BÖLÜM 13:KARANLIK

94 13 83
                                    

Bölüme başlamadan önce oy ve bir kalp bırakır mısınız? İyi okumalar...🌸

✿ ❁ ✿ ❁ ✿ ❁

Kapıyı bile çalmadan, odaya giren annem ile göz göze geldik. "Yemek hazır diyorum.Neden gelmiyorsunuz?"

"Canımız birşey yemek istemiyor." dedi Bade.

"Bence sen çok konuşma." dedi annem ve bana döndü. Bade'nin anneme göz devirişi, ama susması beni hayrete düşürüyordu. İlk defa birisine karşılık vermemişti. "Tarhana çorbası yaptım. Severs-" dediği an lafını böldüm."Sevmiyorum." Hâlâ yediğimi mi düşünüyordu gerçekten? Yiyemedim, bunu tahmin etmesi gerekirdi. Ne ararki onda bu düşünceler?

"Severdin ama küçükken." dedi karşımızdaki koltuğa oturarak. Masum bir sesi vardı. Bilerek böyle yapıyordu. Göründüğü kadar masum değildi gözümde. "Küçükkendi işte o." dedim.

Sanki çok ilgileniyormuşcasına "Tamam, ne yapayım size?" dedi.

"Hiçbir şey. İstemiyoruz." dedim. Bade ise beni hayrete düşürüyordu gerçekten. Susuyordu. Benden önce atlayıp ters tepkiler vermesi gerekirdi.

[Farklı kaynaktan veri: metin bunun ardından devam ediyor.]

PR #779, opened 2021-12-29
[test][rfct] propagate pytest

M3ssman:
Here are some more refactorings for both `test_ocrd_page` and `test_workspace` modules.
The major challenge was to get where paths-n-files actually are located, which is a quite hard for someone not familiar with the `pushd_popd` functionalities. Further, I divided test cases where beside regular assertions also exceptions were risen to have the exception handling being placed in it's own, separate test case.

One point that still puzzles me is the behavior of the `ocrd_workspace` `remove_...`- calls with the `force` parameter for invalid data (i.e., data which doesn't exist at all). I know we had already discussions about this, but still, I don't get it, since one might check the returned value from these calls, which in will result into 'None' for invalid data but are considered success. 

Please take into account all the `TODO` marks I've placed. They can be dropped if the reasons clear out.


kba:
> One point that still puzzles me is the behavior of the `ocrd_workspace` `remove_...`- calls with the `force` parameter for invalid data (i.e., data which doesn't exist at all). I know we had already discussions about this, but still, I don't get it, since one might check the returned value from these calls, which in will result into 'None' for invalid data but are considered success.

There's different conditions here that are relevant for `remove_file`:

1. Does the `mets:file` referenced by the kwargs of `remove_file` exist or not in the METS XML?
2. Does the local file in the file system exist

With `force=True`, the method will succeed if either of these is `False`.

And for `remove_file_group`:

1. Does the fileGrp exist or not in the METS-XML
2. Do all the files match the conditions for `remove_file`?

With `force=True`, will succeed if either of these is `False`.

Without `force`, you might be left with inconsistent data, e.g. an expected file to be deleted was not there (which might be because using the wrong `mets:file/@ID` for removal) or one of the AlternativeImages was not available. And for `remove_file`, without `force`, might lead to a half-deleted file group because one of the files in it was not found.

Would separating these aspects of concerns into different (and less generically named) kwargs help?

M3ssman:
If there's a fight on two fronts behind the scenes, I guess this can be reflected by a *attenzione:just proposing* returned tuple of two numbers, where the first counts deleted Metadata-structures an the 2nd counts deleted physical files - both should match in an ideal world.

The use case with the half-life files because of a broken removal and therefore missing or ghost items sounds very reasonable. When processing large batches in automated fashion, this is a rather familiar scenario. 

Instead of modifying the API, I prefer to return more meaningful responses. 
If you can get along with this, too, I'll do an update.

M3ssman:
This holds for removals of complete `mets:fileGrp` as well, where the behavior could even reflect _how many_ single files belonging to this group were dropped. One might even think of an inconsistent situation, where x files are referenced in the METS, but actually y files do exists physically.

kba:
I am still not 100% sure wether I understand how conditions 2) and 4) might arise - if a file is not referenced in the metadata, it will never be deleted. We don't delete files not related to the workspace, at least we should not.

But you seem to have a clear idea on how you'd go about implementing it and having a more expressive return value instead of a void method is indeed backwards-compatible, so by all means, go ahead, it probably becomes clearer with a (proof-of-concept) implementation :+1:

tests/model/test_ocrd_page.py
```diff
@@ -1,4 +1,8 @@
-from tests.base import TestCase, main, assets, create_ocrd_file_with_defaults
+# -*- coding: utf-8 -*-
```
kba, line 1: UTF-8 source encoding is the [default in Python 3](https://www.python.org/dev/peps/pep-3120/), so this is not necessary anymore.

tests/model/test_ocrd_page.py
```diff
@@ -49,297 +53,415 @@
...
+    https://github.com/OCR-D/core/pull/479
+    https://github.com/OCR-D/core/issues/240#issuecomment-493135797
+    """
+
+    # arrange
+    with open(assets.path_to('gutachten/data/TEMP1/PAGE_TEMP1.xml'), 'r') as f:
+        pg = parseString(f.read().encode('utf8'), silence=True).get_Page()
+
+    # assert
+    assert len(pg.get_AllRegions(order='reading-order-only')), 40
```
kba, line 293:
```suggestion
    assert len(pg.get_AllRegions(order='reading-order-only')) == 40
```

Or is this another pytest-specific syntax for `assert`?

tests/test_workspace.py
```diff
@@ -25,334 +34,510 @@
...
+    added_path = Path(join(plain_workspace.directory, added_res))
+
+    # assert
+    assert added_path.exists()
+    plain_workspace.remove_file_group('FOO', recursive=True)
+
+
+@pytest.fixture(name='kant_complex_workspace')
+def _fixture_kant_complex(tmp_path):
+    shutil.copytree(assets.path_to('kant_aufklaerung_1784-complex/data'), str(tmp_path), dirs_exist_ok=True)
```
kba, line 344: `dirs_exist_ok` was introduced in Python 3.8, but we need to support 3.7 for a while longer.

kba (changes requested):
🎉 Great work! Let's just make sure that all asserts are actually asserting and it runs in Python 3.7.

tests/test_workspace.py
kba: And we should phase out 3.6 as soon as possible, that has reached end of life now.

kba: I added a workaround in ced76d05

tests/model/test_ocrd_page.py
kba: corrected in 55fd25a5

kba (approved):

"Siz bilirsiniz." diyerek odadan çıktı annem. Annem demek ağır basıyordu sanki. Ama anneydi işte. Kızını bırakıp giden bir anne. Ne olursa olsun evladına bir anne bunu yapabilir miydi? Bir an kendimi sorguladım. Ben yapar mıydım? 'Ya ben de onun gibi olursam?' düşüncesi süzülüp geçti içimden. Geçmemeliydi işte. İstemesem de geçiyordu. Ben onun gibi birisi olamazdım. Son zamanlarda olduğundan daha çok arıyor gibiydi zaten. Amacı belliymiş. Ben de beni düşünüyor sanıyordum. Düşüncelerimin ardından kendi kendime alaycı bir şekilde gülümsedim.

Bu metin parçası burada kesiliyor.